WHAT YOU ARE ASKED TO DO:
Each entry must appear in the answer exactly as given.

[Stored data entries]
Issue #1036, opened 2016-04-26
Make piecewise a Process


tbekolay:
As discussed in #955:

@drasmuss 

> Unrelated, but this example just made me think that `nengo.utils.functions.piecewise` and `PresentInput` are doing very similar things. If we made `PresentInput` a little bit more general so that it could have different presentation times, we could merge them into one.

@hunse 

> It would be great to have a process for `utils.functions.piecewise`. I'd keep it separate from `PresentInput`, though, or at least have some version of it with fixed times (maybe if you pass a constant it could have fixed times, or a list of times it could have varying?). It's just easier to do in OCL if the times are fixed.
> 
> Also with piecewise it would be great to have linear interpolation, too.

PR #1100, opened 2016-06-17
Add Piecewise process

hunse:
**Description:**
Turns the `piecewise` function into a Process. This adds all the normal amenities, such as running the process for a length of time outside a Nengo simulator.

**Motivation and context:**

Addresses issue #1036. It should make this easier to use.

I'm also adding interpolation, so that we can do e.g. linear interpolation rather than just the current zero-order hold behaviour.

If we really want to go the whole nine yards, we could actually allow this to take other Processes in addition to callables and constants, so that we can e.g. run one process for 5 seconds, then another for the next 3 seconds, etc.

**How has this been tested?**

Still TODO. I'm planning on pulling over all the tests from the old `piecewise` function, so we maintain all that behaviour.

Look at the new process first, and read the documentation (still TODO). 

**still unknown**

**Types of changes:**

**Checklist:**

**Still to do:**

- [ ] Support callables as outputs
- [ ] Support Processes as outputs if we want to do that (would it be useful?)
- [x] Update old tests so they work with the new Process
- [x] Test interpolation
- [ ] Update examples that use old `piecewise`
- [x] Remove old `piecewise` function and tests, or perhaps just add a deprecation warning.


AllenHW:
After discussing with @hunse, we decided to support callable in another PR. To do it we would require another parameter type that lets user pass an array of callable AND floats/list of floats

nengo/processes.py
```diff
@@ -260,3 +260,121 @@ def step_presentinput(t):
...
+        if self.tp.shape[0] != self.yp.shape[0]:
+            raise ValidationError(
+                "`tp.shape[0]` (%d) must equal `yp.shape[0]` (%d)"
+                % (self.tp.shape[0], self.yp.shape[0]),
+                attr='yp', obj=self)
+
+        if self.interpolation != 'zero':
+            if len(self.yp[0].shape) > 0 and self.yp[0].shape[0] != 1:
+                raise ValidationError(
+                    "Interpolation is only supported for 1d data",
```
tbekolay: Why impose this restriction? I would assume that for multidimensional data, we are always doing interpolation over time, so each dimension would be interpolated separately (which still uses `interp1d`)

nengo/processes.py
```diff
@@ -260,3 +260,121 @@ def step_presentinput(t):
...
+                    attr='interpolation', obj=self)
+            try:
+                import scipy.interpolate
+                self.sp_interpolate = scipy.interpolate
+            except ImportError:
+                    raise ValidationError(
```
tbekolay: This block is overindented by 4 spaces; it should line up with the `try` block above.

tbekolay: Also, I think this should raise an `ImportError` rather than a `ValidationError`.

I am also wondering if, rather than raising an error, we should instead raise a warning and set `interpolate` to `'zero'` instead of crashing. What do you think?

nengo/tests/test_processes.py
```diff
@@ -334,3 +334,108 @@ def test_present_input(Simulator, rng):
     y = sim.data[up].reshape(len(t), c, ni, nj)
     for k, [ii, image] in enumerate(zip(i, y)):
         assert np.allclose(image, images[ii], rtol=1e-4, atol=1e-7), (k, ii)
+
+
+class TestPiecewise(object):
+
+    dt = 0.001
```
tbekolay: Unless there's some reason to change the `dt` in a specific test, it's probably best not to specify it, as specifying it indicates to the reader that we're going to be using a non-standard `dt` in some tests (which I don't believe we are here).

nengo/tests/test_processes.py
```diff
@@ -334,3 +334,108 @@ def test_present_input(Simulator, rng):
...
+            process = nengo.processes.Piecewise(data, 'not-interpolation')
+            assert process
+
+    def test_invalid_interpolation_dimention(self):
+        data = {0.5: [1, 0], 1.0: [0, 1]}
+        with pytest.raises(ValidationError):
+            process = nengo.processes.Piecewise(data, 'cubic')
+            assert process
+
+    def test_interpolation(self, Simulator):
```
tbekolay: At the moment, this test requires scipy, which is not a required dependency of Nengo. In order to not fail unit tests when scipy is not installed, please use `pytest.importorskip` (see [test_dists.py](https://github.com/nengo/nengo/blob/master/nengo/tests/test_dists.py#L176) for an example).

nengo/utils/functions.py
```diff
@@ -3,12 +3,17 @@
...
+import warnings
 
 from nengo.exceptions import ValidationError
 from nengo.utils.compat import is_number, iteritems
 
 
+
 def piecewise(data):
+    warnings.warn("piecewise() function is deprecated. Use Piecewise process instead.",
+                      DeprecationWarning)
```
tbekolay: This line is overindented, according to PEP8. It should line up with the `p` in `piecewise`.

nengo/utils/tests/test_functions_piecewise.py
```diff
@@ -4,6 +4,10 @@
 from nengo.exceptions import ValidationError
 from nengo.utils.functions import piecewise
 
+"""
+note:: piecewise() function is deprecated. Use Piecewise process instead.
+"""
```
tbekolay: This note isn't necessary, as it's very unlikely anyone will be touching this test file. We raise the deprecation warning in `utils/functions.py` already, which is something that will be seen when running these tests anyhow.

hunse:
I looked it over, and it all looks great to me! Thanks @AllenHW!

I added a little fixup to use ``interpolation`` as a keyword argument only, just because I'm nit-picky like that sometimes.

nengo/processes.py
```diff
@@ -260,3 +262,146 @@ def step_presentinput(t):
...
+    def __init__(self, data, interpolation='zero', **kwargs):
+        tp, yp = zip(*data.items())
+        self.tp = tp
+        self.yp = yp
+
+        if self.tp.shape[0] != self.yp.shape[0]:
+            raise ValidationError(
+                "`tp.shape[0]` (%d) must equal `yp.shape[0]` (%d)"
+                % (self.tp.shape[0], self.yp.shape[0]),
+                attr='yp', obj=self)
```
drasmuss: There is no way this ValidationError could ever trigger (since a dictionary always has the same number of keys and values).

tbekolay:
Those changes look good to me @drasmuss! Can you approve this so I can merge it in?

TASK ANSWER:
Issue #1036, opened 2016-04-26
Make piecewise a Process


tbekolay:
As discussed in #955:

@drasmuss 

> Unrelated, but this example just made me think that `nengo.utils.functions.piecewise` and `PresentInput` are doing very similar things. If we made `PresentInput` a little bit more general so that it could have different presentation times, we could merge them into one.

@hunse 

> It would be great to have a process for `utils.functions.piecewise`. I'd keep it separate from `PresentInput`, though, or at least have some version of it with fixed times (maybe if you pass a constant it could have fixed times, or a list of times it could have varying?). It's just easier to do in OCL if the times are fixed.
> 
> Also with piecewise it would be great to have linear interpolation, too.

PR #1100, opened 2016-06-17
Add Piecewise process

hunse:
**Description:**
Turns the `piecewise` function into a Process. This adds all the normal amenities, such as running the process for a length of time outside a Nengo simulator.

**Motivation and context:**

Addresses issue #1036. It should make this easier to use.

I'm also adding interpolation, so that we can do e.g. linear interpolation rather than just the current zero-order hold behaviour.

If we really want to go the whole nine yards, we could actually allow this to take other Processes in addition to callables and constants, so that we can e.g. run one process for 5 seconds, then another for the next 3 seconds, etc.

**How has this been tested?**

Still TODO. I'm planning on pulling over all the tests from the old `piecewise` function, so we maintain all that behaviour.

Look at the new process first, and read the documentation (still TODO). 

**still unknown**

**Types of changes:**

**Checklist:**

**Still to do:**

- [ ] Support callables as outputs
- [ ] Support Processes as outputs if we want to do that (would it be useful?)
- [x] Update old tests so they work with the new Process
- [x] Test interpolation
- [ ] Update examples that use old `piecewise`
- [x] Remove old `piecewise` function and tests, or perhaps just add a deprecation warning.


AllenHW:
After discussing with @hunse, we decided to support callable in another PR. To do it we would require another parameter type that lets user pass an array of callable AND floats/list of floats

nengo/processes.py
```diff
@@ -260,3 +260,121 @@ def step_presentinput(t):
...
+        if self.tp.shape[0] != self.yp.shape[0]:
+            raise ValidationError(
+                "`tp.shape[0]` (%d) must equal `yp.shape[0]` (%d)"
+                % (self.tp.shape[0], self.yp.shape[0]),
+                attr='yp', obj=self)
+
+        if self.interpolation != 'zero':
+            if len(self.yp[0].shape) > 0 and self.yp[0].shape[0] != 1:
+                raise ValidationError(
+                    "Interpolation is only supported for 1d data",
```
tbekolay: Why impose this restriction? I would assume that for multidimensional data, we are always doing interpolation over time, so each dimension would be interpolated separately (which still uses `interp1d`)

nengo/processes.py
```diff
@@ -260,3 +260,121 @@ def step_presentinput(t):
...
+                    attr='interpolation', obj=self)
+            try:
+                import scipy.interpolate
+                self.sp_interpolate = scipy.interpolate
+            except ImportError:
+                    raise ValidationError(
```
tbekolay: This block is overindented by 4 spaces; it should line up with the `try` block above.

tbekolay: Also, I think this should raise an `ImportError` rather than a `ValidationError`.

I am also wondering if, rather than raising an error, we should instead raise a warning and set `interpolate` to `'zero'` instead of crashing. What do you think?

nengo/tests/test_processes.py
```diff
@@ -334,3 +334,108 @@ def test_present_input(Simulator, rng):
     y = sim.data[up].reshape(len(t), c, ni, nj)
     for k, [ii, image] in enumerate(zip(i, y)):
         assert np.allclose(image, images[ii], rtol=1e-4, atol=1e-7), (k, ii)
+
+
+class TestPiecewise(object):
+
+    dt = 0.001
```
tbekolay: Unless there's some reason to change the `dt` in a specific test, it's probably best not to specify it, as specifying it indicates to the reader that we're going to be using a non-standard `dt` in some tests (which I don't believe we are here).

nengo/tests/test_processes.py
```diff
@@ -334,3 +334,108 @@ def test_present_input(Simulator, rng):
...
+            process = nengo.processes.Piecewise(data, 'not-interpolation')
+            assert process
+
+    def test_invalid_interpolation_dimention(self):
+        data = {0.5: [1, 0], 1.0: [0, 1]}
+        with pytest.raises(ValidationError):
+            process = nengo.processes.Piecewise(data, 'cubic')
+            assert process
+
+    def test_interpolation(self, Simulator):
```
tbekolay: At the moment, this test requires scipy, which is not a required dependency of Nengo. In order to not fail unit tests when scipy is not installed, please use `pytest.importorskip` (see [test_dists.py](https://github.com/nengo/nengo/blob/master/nengo/tests/test_dists.py#L176) for an example).

nengo/utils/functions.py
```diff
@@ -3,12 +3,17 @@
...
+import warnings
 
 from nengo.exceptions import ValidationError
 from nengo.utils.compat import is_number, iteritems
 
 
+
 def piecewise(data):
+    warnings.warn("piecewise() function is deprecated. Use Piecewise process instead.",
+                      DeprecationWarning)
```
tbekolay: This line is overindented, according to PEP8. It should line up with the `p` in `piecewise`.

nengo/utils/tests/test_functions_piecewise.py
```diff
@@ -4,6 +4,10 @@
 from nengo.exceptions import ValidationError
 from nengo.utils.functions import piecewise
 
+"""
+note:: piecewise() function is deprecated. Use Piecewise process instead.
+"""
```
tbekolay: This note isn't necessary, as it's very unlikely anyone will be touching this test file. We raise the deprecation warning in `utils/functions.py` already, which is something that will be seen when running these tests anyhow.

hunse:
I looked it over, and it all looks great to me! Thanks @AllenHW!

I added a little fixup to use ``interpolation`` as a keyword argument only, just because I'm nit-picky like that sometimes.

nengo/processes.py
```diff
@@ -260,3 +262,146 @@ def step_presentinput(t):
...
+    def __init__(self, data, interpolation='zero', **kwargs):
+        tp, yp = zip(*data.items())
+        self.tp = tp
+        self.yp = yp
+
+        if self.tp.shape[0] != self.yp.shape[0]:
+            raise ValidationError(
+                "`tp.shape[0]` (%d) must equal `yp.shape[0]` (%d)"
+                % (self.tp.shape[0], self.yp.shape[0]),
+                attr='yp', obj=self)
```
drasmuss: There is no way this ValidationError could ever trigger (since a dictionary always has the same number of keys and values).

tbekolay:
Those changes look good to me @drasmuss! Can you approve this so I can merge it in?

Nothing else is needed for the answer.